## What the task asks
What is needed here is a verbatim copy of the records that follow.

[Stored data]
------

PR #1279, opened 2022-07-06
Fix banks of modal reactors

### LINKED ISSUE #1264: Banks of modal rectors do not receive inputs
In the following program, the Receiver is a bank of (trivial) modal reactors with just one mode.  Although all bank members receive an input (and print it), only the last bank member receives the input **inside** its one and only mode.
```
target C {timeout: 1 sec}

reactor Receiver(bank_index:int(0)){
    input msg:int;
    reaction(msg) {=
        lf_print("[At %lld] Receiver %d received message %d outside mode", 
            lf_time_logical_elapsed(), self->bank_index, msg->value
        );
    =}
    initial mode A {
        reaction(msg) {=
            lf_print("[At %lld] Receiver %d received message %d inside mode", 
                lf_time_logical_elapsed(), self->bank_index, msg->value
            );
        =}
    }
}

reactor Sender(bank_index:int(0), arrival_interval:time(5000 msec), charge_time:time(5000 msec)) {
    output msg:int;
    timer t(0, 1 sec);
    reaction(t) -> msg {=
        lf_set(msg, self->bank_index);
        lf_print("Sender %d sending its ID", self->bank_index);
    =}
}

main reactor{
    vc = new[3] Sender();
    cs = new[3] Receiver();
    vc.msg -> cs.msg;
}
```
image

The output is:
```
Sender 2 sending its ID
Sender 0 sending its ID
Sender 1 sending its ID
[At 0] Receiver 1 received message 1 outside mode
[At 0] Receiver 2 received message 2 outside mode
[At 0] Receiver 0 received message 0 outside mode
[At 0] Receiver 2 received message 2 inside mode
Sender 1 sending its ID
Sender 2 sending its ID
Sender 0 sending its ID
[At 1000000000] Receiver 2 received message 2 outside mode
[At 1000000000] Receiver 0 received message 0 outside mode
[At 1000000000] Receiver 1 received message 1 outside mode
[At 1000000000] Receiver 2 received message 2 inside mode
```
The output should be:
```
Sender 2 sending its ID
Sender 0 sending its ID
Sender 1 sending its ID
[At 0] Receiver 1 received message 1 outside mode
[At 0] Receiver 1 received message 1 inside mode
[At 0] Receiver 2 received message 2 outside mode
[At 0] Receiver 0 received message 0 outside mode
[At 0] Receiver 0 received message 0 inside mode
[At 0] Receiver 2 received message 2 inside mode
...
```

a-sr:
Fixes code generation for modal reactors to correctly account for banks.

Closes #1264


org.lflang/src/org/lflang/generator/python/PythonPortGenerator.java
```diff
@@ -195,7 +195,7 @@ public static String generatePythonListForContainedBank(String reactorName, Port
             "for (int i = 0; i < "+generateWidthVariable(reactorName)+"; i++) {",
             "    if (PyList_SetItem("+reactorName+"_py_list,",
             "            i,",
-            "            "+generateConvertCPortToPy("self->_lf_"+reactorName+"[i]."+port.getName(), widthSpec),
+            "            "+generateConvertCPortToPy((port.getWidthSpec() == null ? "&" : "") + "self->_lf_"+reactorName+"[i]."+port.getName(), widthSpec),
```
a-sr, line 198: @Soroosh129 I had to make this change in order to get my test models to compile. Otherwise, I got the following error from gcc:
```
error: incompatible type for argument 1 of ‘convert_C_port_to_py’
expected ‘void *’ but argument is of type ‘countercycle_next_t’ {aka ‘struct <anonymous>’}
  418 | PyObject* convert_C_port_to_py(void* port, int width) {
```

This occurred for every reaction that had an effect on a bank of reactors but only if the port was not a multiport.

Can you confirm that this fix is correct or is the actual problems somewhere else?

Soroosh129: I think a simpler potential solution would be to use `reactorName + "[i]." + port.getName()` instead of `"self->_lf_"+reactorName+"[i]."+port.getName()`.

Soroosh129, line 198:
```suggestion
            "            "+generateConvertCPortToPy(reactorName + "[i]." + port.getName(), widthSpec),
```

a-sr: That looks like a better solution. Thanks!

org.lflang/src/org/lflang/generator/c/CModesGenerator.java
```diff
@@ -2,8 +2,11 @@
 
 import java.util.List;
 
+import org.eclipse.xtext.xbase.lib.IterableExtensions;
```
lhstrh, line 5: We've been avoiding unnecessary dependencies on Xtext/Xbase in our code generators. Could you using something from the standard Java library instead?

lhstrh (changes requested):
Looks good to me, modulo that Xbase import.

org.lflang/src/org/lflang/generator/c/CModesGenerator.java
a-sr: Sure. I removed the usage of that extension.

lhstrh (approved):
:rocket: :rocket: :rocket:

PR #1280, opened 2022-07-06
Silence spurious error messages from Pylint.

### LINKED ISSUE #1163: Python target does not work with Epoch
To reproduce:
```
cd lingua-franca/test/Python
rm -rf src-gen bin
```
Then compile any LF program, e.g., `src/ActionDelay.lf`.  Try to run it:
```
python3 src-gen/ActionDelay/ActionDelay.py
  File "/Users/eal/lingua-franca-master/git/lingua-franca/test/Python/src-gen/ActionDelay/ActionDelay.py", line 6, in <module>
    from LinguaFrancaActionDelay import (  # pylint: disable=no-name-in-module, import-error
ModuleNotFoundError: No module named 'LinguaFrancaActionDelay'
```

`lfc` works, however.

petervdonovan:
Fixes  #1163.


org.lflang/src/org/lflang/generator/python/PythonPortGenerator.java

------

## Response area
PR #1279, opened 2022-07-06
Fix banks of modal reactors

### LINKED ISSUE #1264: Banks of modal rectors do not receive inputs
In the following program, the Receiver is a bank of (trivial) modal reactors with just one mode.  Although all bank members receive an input (and print it), only the last bank member receives the input **inside** its one and only mode.
```
target C {timeout: 1 sec}

reactor Receiver(bank_index:int(0)){
    input msg:int;
    reaction(msg) {=
        lf_print("[At %lld] Receiver %d received message %d outside mode", 
            lf_time_logical_elapsed(), self->bank_index, msg->value
        );
    =}
    initial mode A {
        reaction(msg) {=
            lf_print("[At %lld] Receiver %d received message %d inside mode", 
                lf_time_logical_elapsed(), self->bank_index, msg->value
            );
        =}
    }
}

reactor Sender(bank_index:int(0), arrival_interval:time(5000 msec), charge_time:time(5000 msec)) {
    output msg:int;
    timer t(0, 1 sec);
    reaction(t) -> msg {=
        lf_set(msg, self->bank_index);
        lf_print("Sender %d sending its ID", self->bank_index);
    =}
}

main reactor{
    vc = new[3] Sender();
    cs = new[3] Receiver();
    vc.msg -> cs.msg;
}
```
image

The output is:
```
Sender 2 sending its ID
Sender 0 sending its ID
Sender 1 sending its ID
[At 0] Receiver 1 received message 1 outside mode
[At 0] Receiver 2 received message 2 outside mode
[At 0] Receiver 0 received message 0 outside mode
[At 0] Receiver 2 received message 2 inside mode
Sender 1 sending its ID
Sender 2 sending its ID
Sender 0 sending its ID
[At 1000000000] Receiver 2 received message 2 outside mode
[At 1000000000] Receiver 0 received message 0 outside mode
[At 1000000000] Receiver 1 received message 1 outside mode
[At 1000000000] Receiver 2 received message 2 inside mode
```
The output should be:
```
Sender 2 sending its ID
Sender 0 sending its ID
Sender 1 sending its ID
[At 0] Receiver 1 received message 1 outside mode
[At 0] Receiver 1 received message 1 inside mode
[At 0] Receiver 2 received message 2 outside mode
[At 0] Receiver 0 received message 0 outside mode
[At 0] Receiver 0 received message 0 inside mode
[At 0] Receiver 2 received message 2 inside mode
...
```

a-sr:
Fixes code generation for modal reactors to correctly account for banks.

Closes #1264


org.lflang/src/org/lflang/generator/python/PythonPortGenerator.java
```diff
@@ -195,7 +195,7 @@ public static String generatePythonListForContainedBank(String reactorName, Port
             "for (int i = 0; i < "+generateWidthVariable(reactorName)+"; i++) {",
             "    if (PyList_SetItem("+reactorName+"_py_list,",
             "            i,",
-            "            "+generateConvertCPortToPy("self->_lf_"+reactorName+"[i]."+port.getName(), widthSpec),
+            "            "+generateConvertCPortToPy((port.getWidthSpec() == null ? "&" : "") + "self->_lf_"+reactorName+"[i]."+port.getName(), widthSpec),
```
a-sr, line 198: @Soroosh129 I had to make this change in order to get my test models to compile. Otherwise, I got the following error from gcc:
```
error: incompatible type for argument 1 of ‘convert_C_port_to_py’
expected ‘void *’ but argument is of type ‘countercycle_next_t’ {aka ‘struct <anonymous>’}
  418 | PyObject* convert_C_port_to_py(void* port, int width) {
```

This occurred for every reaction that had an effect on a bank of reactors but only if the port was not a multiport.

Can you confirm that this fix is correct or is the actual problems somewhere else?

Soroosh129: I think a simpler potential solution would be to use `reactorName + "[i]." + port.getName()` instead of `"self->_lf_"+reactorName+"[i]."+port.getName()`.

Soroosh129, line 198:
```suggestion
            "            "+generateConvertCPortToPy(reactorName + "[i]." + port.getName(), widthSpec),
```

a-sr: That looks like a better solution. Thanks!

org.lflang/src/org/lflang/generator/c/CModesGenerator.java
```diff
@@ -2,8 +2,11 @@
 
 import java.util.List;
 
+import org.eclipse.xtext.xbase.lib.IterableExtensions;
```
lhstrh, line 5: We've been avoiding unnecessary dependencies on Xtext/Xbase in our code generators. Could you using something from the standard Java library instead?

lhstrh (changes requested):
Looks good to me, modulo that Xbase import.

org.lflang/src/org/lflang/generator/c/CModesGenerator.java
a-sr: Sure. I removed the usage of that extension.

lhstrh (approved):
:rocket: :rocket: :rocket:

PR #1280, opened 2022-07-06
Silence spurious error messages from Pylint.

### LINKED ISSUE #1163: Python target does not work with Epoch
To reproduce:
```
cd lingua-franca/test/Python
rm -rf src-gen bin
```
Then compile any LF program, e.g., `src/ActionDelay.lf`.  Try to run it:
```
python3 src-gen/ActionDelay/ActionDelay.py
  File "/Users/eal/lingua-franca-master/git/lingua-franca/test/Python/src-gen/ActionDelay/ActionDelay.py", line 6, in <module>
    from LinguaFrancaActionDelay import (  # pylint: disable=no-name-in-module, import-error
ModuleNotFoundError: No module named 'LinguaFrancaActionDelay'
```

`lfc` works, however.

petervdonovan:
Fixes  #1163.


org.lflang/src/org/lflang/generator/python/PythonPortGenerator.java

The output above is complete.